**Directions for this task:** Reproduce the section of the listing that begins at the line containing "core23: Wouldn't it" and finishes at the line containing "I'm closing this". Include both end lines and nothing beyond them.

--------

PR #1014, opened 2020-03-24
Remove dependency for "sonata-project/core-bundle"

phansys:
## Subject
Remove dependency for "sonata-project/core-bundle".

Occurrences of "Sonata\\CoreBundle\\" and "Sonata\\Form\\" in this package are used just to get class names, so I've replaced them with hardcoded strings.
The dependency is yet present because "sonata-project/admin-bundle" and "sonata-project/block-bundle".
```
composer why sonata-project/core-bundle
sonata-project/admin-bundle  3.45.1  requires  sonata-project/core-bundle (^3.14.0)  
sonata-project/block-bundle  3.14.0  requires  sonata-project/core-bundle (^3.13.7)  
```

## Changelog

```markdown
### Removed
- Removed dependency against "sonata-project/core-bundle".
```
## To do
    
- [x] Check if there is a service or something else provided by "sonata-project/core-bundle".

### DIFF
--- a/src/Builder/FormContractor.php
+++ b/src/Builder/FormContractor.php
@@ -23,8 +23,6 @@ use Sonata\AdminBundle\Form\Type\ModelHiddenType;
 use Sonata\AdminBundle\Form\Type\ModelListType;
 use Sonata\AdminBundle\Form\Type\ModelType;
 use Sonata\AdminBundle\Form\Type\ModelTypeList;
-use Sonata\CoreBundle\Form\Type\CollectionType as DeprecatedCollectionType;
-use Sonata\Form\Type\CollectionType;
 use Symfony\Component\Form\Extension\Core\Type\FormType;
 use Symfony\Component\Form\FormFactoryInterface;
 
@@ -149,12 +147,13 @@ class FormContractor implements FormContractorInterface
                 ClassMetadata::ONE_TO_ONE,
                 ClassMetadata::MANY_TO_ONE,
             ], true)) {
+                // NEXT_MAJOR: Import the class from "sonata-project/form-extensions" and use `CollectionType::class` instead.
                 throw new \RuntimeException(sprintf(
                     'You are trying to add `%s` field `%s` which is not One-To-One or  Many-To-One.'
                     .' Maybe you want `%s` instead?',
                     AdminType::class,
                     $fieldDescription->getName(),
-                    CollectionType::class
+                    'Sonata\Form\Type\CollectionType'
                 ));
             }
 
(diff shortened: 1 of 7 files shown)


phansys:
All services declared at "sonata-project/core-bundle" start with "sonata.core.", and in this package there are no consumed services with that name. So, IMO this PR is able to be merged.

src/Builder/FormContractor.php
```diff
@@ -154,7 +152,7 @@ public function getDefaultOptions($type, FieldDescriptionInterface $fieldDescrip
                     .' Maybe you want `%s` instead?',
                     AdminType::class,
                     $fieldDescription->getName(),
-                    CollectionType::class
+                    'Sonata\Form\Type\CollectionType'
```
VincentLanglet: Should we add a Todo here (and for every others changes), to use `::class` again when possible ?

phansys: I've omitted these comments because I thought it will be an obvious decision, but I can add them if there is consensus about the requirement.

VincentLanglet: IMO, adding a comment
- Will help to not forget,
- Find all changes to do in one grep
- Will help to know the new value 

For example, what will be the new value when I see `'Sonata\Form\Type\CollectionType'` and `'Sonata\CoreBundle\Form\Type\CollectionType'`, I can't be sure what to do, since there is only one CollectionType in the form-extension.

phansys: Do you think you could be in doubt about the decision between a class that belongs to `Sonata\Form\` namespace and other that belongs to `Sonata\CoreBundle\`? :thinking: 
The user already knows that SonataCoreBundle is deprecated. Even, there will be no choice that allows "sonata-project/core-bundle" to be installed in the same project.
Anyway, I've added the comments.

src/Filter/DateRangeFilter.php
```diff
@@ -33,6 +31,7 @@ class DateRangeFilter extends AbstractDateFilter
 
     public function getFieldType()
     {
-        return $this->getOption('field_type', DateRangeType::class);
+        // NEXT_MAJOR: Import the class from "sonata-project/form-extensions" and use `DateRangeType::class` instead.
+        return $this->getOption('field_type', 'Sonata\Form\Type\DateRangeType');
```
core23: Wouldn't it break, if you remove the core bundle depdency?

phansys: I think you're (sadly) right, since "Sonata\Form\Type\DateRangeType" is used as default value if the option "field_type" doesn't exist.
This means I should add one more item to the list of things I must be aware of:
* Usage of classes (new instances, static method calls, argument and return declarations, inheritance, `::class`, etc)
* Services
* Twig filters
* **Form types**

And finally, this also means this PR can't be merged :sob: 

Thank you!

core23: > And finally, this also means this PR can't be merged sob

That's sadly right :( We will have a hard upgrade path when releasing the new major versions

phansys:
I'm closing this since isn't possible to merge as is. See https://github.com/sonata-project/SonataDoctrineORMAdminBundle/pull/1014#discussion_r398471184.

--------

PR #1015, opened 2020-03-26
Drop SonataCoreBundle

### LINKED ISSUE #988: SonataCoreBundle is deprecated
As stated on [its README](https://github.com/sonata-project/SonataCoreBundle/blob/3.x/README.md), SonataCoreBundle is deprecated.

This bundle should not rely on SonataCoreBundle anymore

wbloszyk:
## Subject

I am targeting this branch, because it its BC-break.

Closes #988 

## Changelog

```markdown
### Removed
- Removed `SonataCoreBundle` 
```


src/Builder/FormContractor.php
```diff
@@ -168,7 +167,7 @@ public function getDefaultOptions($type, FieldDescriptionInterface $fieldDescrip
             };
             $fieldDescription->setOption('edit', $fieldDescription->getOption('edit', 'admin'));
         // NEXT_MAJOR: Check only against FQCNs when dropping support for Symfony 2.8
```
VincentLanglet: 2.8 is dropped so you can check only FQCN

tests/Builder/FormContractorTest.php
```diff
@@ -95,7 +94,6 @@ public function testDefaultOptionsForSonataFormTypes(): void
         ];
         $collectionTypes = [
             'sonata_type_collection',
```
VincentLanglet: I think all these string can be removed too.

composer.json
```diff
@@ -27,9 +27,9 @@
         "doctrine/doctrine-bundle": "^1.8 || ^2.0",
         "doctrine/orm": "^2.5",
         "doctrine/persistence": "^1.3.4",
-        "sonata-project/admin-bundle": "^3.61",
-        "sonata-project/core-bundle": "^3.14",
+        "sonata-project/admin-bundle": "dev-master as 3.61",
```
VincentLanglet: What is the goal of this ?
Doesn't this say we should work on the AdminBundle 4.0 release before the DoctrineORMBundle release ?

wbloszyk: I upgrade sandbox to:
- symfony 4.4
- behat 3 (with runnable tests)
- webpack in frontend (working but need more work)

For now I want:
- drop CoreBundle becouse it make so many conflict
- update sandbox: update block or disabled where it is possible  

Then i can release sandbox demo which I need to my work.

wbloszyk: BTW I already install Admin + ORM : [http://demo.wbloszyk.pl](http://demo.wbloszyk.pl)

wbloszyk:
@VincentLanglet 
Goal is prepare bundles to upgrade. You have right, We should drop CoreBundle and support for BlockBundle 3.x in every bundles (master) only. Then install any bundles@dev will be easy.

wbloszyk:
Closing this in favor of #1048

--------

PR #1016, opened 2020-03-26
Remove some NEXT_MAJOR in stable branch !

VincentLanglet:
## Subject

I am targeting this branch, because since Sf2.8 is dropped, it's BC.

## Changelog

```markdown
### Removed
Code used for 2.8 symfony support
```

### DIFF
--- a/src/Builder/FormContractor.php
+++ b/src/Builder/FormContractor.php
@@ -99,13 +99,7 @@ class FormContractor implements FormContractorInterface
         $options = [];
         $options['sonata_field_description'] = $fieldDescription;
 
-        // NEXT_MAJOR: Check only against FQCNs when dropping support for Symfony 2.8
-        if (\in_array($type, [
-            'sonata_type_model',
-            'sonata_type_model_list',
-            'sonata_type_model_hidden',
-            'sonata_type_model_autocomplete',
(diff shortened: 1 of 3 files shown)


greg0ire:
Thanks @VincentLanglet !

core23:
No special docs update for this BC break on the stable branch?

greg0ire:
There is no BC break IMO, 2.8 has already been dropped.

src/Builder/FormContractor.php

--------

**Task response:**
core23: Wouldn't it break, if you remove the core bundle depdency?

phansys: I think you're (sadly) right, since "Sonata\Form\Type\DateRangeType" is used as default value if the option "field_type" doesn't exist.
This means I should add one more item to the list of things I must be aware of:
* Usage of classes (new instances, static method calls, argument and return declarations, inheritance, `::class`, etc)
* Services
* Twig filters
* **Form types**

And finally, this also means this PR can't be merged :sob: 

Thank you!

core23: > And finally, this also means this PR can't be merged sob

That's sadly right :( We will have a hard upgrade path when releasing the new major versions

phansys:
I'm closing this since isn't possible to merge as is. See https://github.com/sonata-project/SonataDoctrineORMAdminBundle/pull/1014#discussion_r398471184.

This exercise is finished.